Next, we evaluated the effect of SNS on the firing properties of colonic myenteric neurons via genetically-encoded calcium indicators using Pirt-GCaMP3 mice49. Pirt-GCaMP3 mice were implanted with the colonic window and ferromagnetic scaffold. GCaMP3-fluorescence was visible in the colonic myenteric plexus through the colonic window (Fig. 4a). Pirt-GCaMP3 mice were also implanted with electrical stimulation leads in the S2 intervertebral foramen. Electrode implant location was confirmed by x-ray fluoroscopy (Supp. Fig. 6), and stimulating the sacral nerves evoked a motor response in the tail (Supp. Movie 4). Electrical stimulation amplitude was titrated to 20% below motor threshold. When electrical stimulation was delivered at 14 Hz, commonly used in FDA-approved therapeutic SNS35,37,50, it evoked calcium responses in 10% of colon myenteric neurons on average in four out of five mice, with at least 25 cells per mouse (Fig. 4b; Supp. Movie 5). We repeated SNS at 7 Hz and 21 Hz, and we found that 14 Hz SNS evoked responses from a statistically significantly greater percentage of myenteric neurons than control conditions (Fig. 4c). When we collapsed across stimulation frequencies, we found the effect of SNS was not statistically significantly different from control (unstimulated) conditions (Fig. 4d).
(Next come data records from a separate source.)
PR #9421, opened 2024-10-05
Fix all waiters being enumerated on connection release

bdraco:
## What do these changes do?

#2964 changed the waiter implementation to enumerate all the waiters on release. This may be to handle a case where waiters are not properly released, however I could not find one where we should be releasing waiters for other keys when we already have the key

no

no

### DIFF
--- a/CHANGES/9421.bugfix.rst
+++ b/CHANGES/9421.bugfix.rst
@@ -1,0 +1,1 @@
+Fix the connection limit so that the algorithm does not enumerate unrelated connections -- by user:`bdraco`.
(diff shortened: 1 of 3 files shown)


bdraco:
This is going to need some more test coverage for different keys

Fig. 4: In vivo calcium imaging of the colonic myenteric plexus in response to SNS.
figure 4

a Representative image from a Pirt-GCaMP3 mouse with GCaMP (green) expression in 18 outlined colonic myenteric neurons. b Calcium dynamics of at least 25 cells from four mice with 14 Hz SNS delivered from 30 to 45 s (vertical white dashed lines). Changes in GCaMP fluorescence are represented on a colorimetric scale. c Quantification of the percentage of GCaMP-positive cells that respond under control (ctrl, unstimulated) conditions, and with 7 Hz, 14 Hz, or 21 Hz SNS (n ≥ 3). d The percent of GCaMP-positive cells that respond under control (ctrl, unstimulated) conditions and SNS collapsed across stimulation frequency. The increase in percent response with SNS is not significant by unpaired, two-tailed t-test (n ≥ 3). e Representative image from a Pirt-GCaMP3 mouse injected with Fast Blue. GCaMP (green) expression is shown in 21 outlined colonic myenteric neurons, with Fast Blue (blue) found in 2 of the 21 cells (white/blue labels). f Changes in GCaMP fluorescence from e cells in response to 14 Hz SNS (vertical red dashed lines) in Fast-Blue-postive (blue) and -negative (black) cells. g Quantification of fraction of GCaMP-positive cells that are labeled with Fast Blue (n = 4). h Quantification of the percentage of Fast-Blue-positive cells that respond to SNS compared to all Fast-Blue-positive cells (n = 4). Circles represent individual mice, and bars indicate μ ± s.e.m. Star indicates statistically significant difference from control by Dunnett’s test for multiple comparisons after ANOVA (p < 0.05). All scale bars are 100 μm.

We also traced the sacral nerves to compare their innervation of the lower gastrointestinal tract with the firing responses of colonic myenteric neurons. After injecting Fast Blue, a retrograde dye51, into the S2 intervertebral foramen, we identified Fast Blue in the colonic myenteric plexus by imaging through the colonic window (Fig. 4e; Supplementary Fig. 7). Intravital imaging through the colonic window revealed Fast Blue-labeling in GCaMP-expressing myenteric neurons, which permitted us to monitor their calcium activity in real-time (Fig. 4f). On average, we observed Fast Blue labeling in 13.5% of GCaMP-expressing myenteric neurons in four mice (Fig. 4g). Of the cells labeled with Fast Blue, 9.8% on average responded to SNS in four mice (Fig. 4h). These data demonstrate the colonic window can be used to monitor enteric neural activity in real time under chronic, survival conditions.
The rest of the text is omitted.